Try passing as header Accept: application/vnd.oc.rendered+json
ALex
@aresobus_twitter
@matteofigus I was looking at this conversation earlier:
opencomponents/oc#324
so I'm doing almost everything in the same way, except Accept header, will add that. The problem is that I can't go pass this step with fully private bucket to get a response:
POST https://oc-registry.com -H "Accept: application/vnd.oc.info+json"
{
  components: [{
    name: 'component1',
    version: '1.X.X'
  }, {
    name: 'component2',
    version: '~1.2.4'
  }]
}
but I think it's because I don't have enough experience with AWS and I'll find what is wrong
I need a credentials because consumer is outside ;(
Artëm Tsvetkov
@adeptex
hi all :wave: im getting into OC. i setup a local registry like this: oc dev ../components 3000 and put my test component in the components dir.
now if i open a new terminal and try oc registry add http://localhost:3000 i get this error:
not a valid oc registry
but i do see the request in the registry window:
GET / 200 0.514 ms - 160
is this a bug in the code or between keyboard and chair?
1 reply
Matteo Figus
@matteofigus
Hi Artem, the add command is used for setting a publish registry instance as target. When you run the oc dev you are running a local mock therefore that cannot be a publish target and the cli detects that.
1 reply
After you setup a registry you can add that url and then publish to it
No I’m afraid there isn’t. You can check the storage adapters where you can have various options outside of aws but all of them somehow need some storage.
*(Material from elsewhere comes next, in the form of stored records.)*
PR #6778, opened 2024-05-31
Fix blanket "unexpected assign token" error message / usability issue

### LINKED ISSUE #6563: "unexpected assign token" error is almost always wrong and masks real issues
This was reported as a side-effect in #6433 but this is actually the main issue, so I'll close that in favor if this one. We _really_ ought to look into the parse error of "unexpected assign token" as it's:

* Very frequently reported
* Wrong
* Hides actual issues from users, thus making Rego development harder than it should be

This is especially problematic for users new to Rego, which makes this a high priority to fix.

Compare:

```rego
package play

s := "a
```
```shell
1 error occurred: policy.rego:3: rego_parse_error: unexpected assign token: expected rule value term (e.g., s := <VALUE> { ... })
	s := "a
```
vs.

But the riak may be something you can investigate
ALex
@aresobus_twitter
@matteofigus @kmcrawford thank you for help earlier, I forget to mention that everything worked out and I found a way to make OC work with fully private bucket and now we have it running in PROD!
Ken Crawford
@kmcrawford
👍🏻
Matteo Figus
@matteofigus
Very nice!
Shinu Pushpan
@shinup
Hello I am trying to understand how Registry Rest API works . Tried to follow the documentation at https://github.com/opencomponents/oc/wiki/Registry . I am bit puzzled about how the registry will work if I want to host the registry in a AWS ECS (EC2) instance.
playforada97
@playforada97
Hi I am setting up OC project
oc init hello-world throwing error -bash: oc: command not found
https://github.com/opencomponents/oc/wiki I am following this instructions
ALex
@aresobus_twitter
@playforada97 run ```npm install -g oc```` it looks like you don't have framework installed
Matteo Figus
@matteofigus

Hello I am trying to understand how Registry Rest API works . Tried to follow the documentation at https://github.com/opencomponents/oc/wiki/Registry . I am bit puzzled about how the registry will work if I want to host the registry in a AWS ECS (EC2) instance.

@shinup after deploying the registry, you should have a base url you can use with the CLI. An easy way to get started with AWS is to use docker for the registry and use Elastic Beanstalk - an example of a container https://github.com/ciricihq/oc-docker

yugandhar-pathi
@yugandhar-pathi
@matteofigus i am new to open components .... after spending sometime i understand that it helps us to stitch micro front ends together ..is my understanding correct ?
Matteo Figus
@matteofigus
Yes
Ken Crawford
@kmcrawford
@matteofigus can I get a publish of storage-adapters?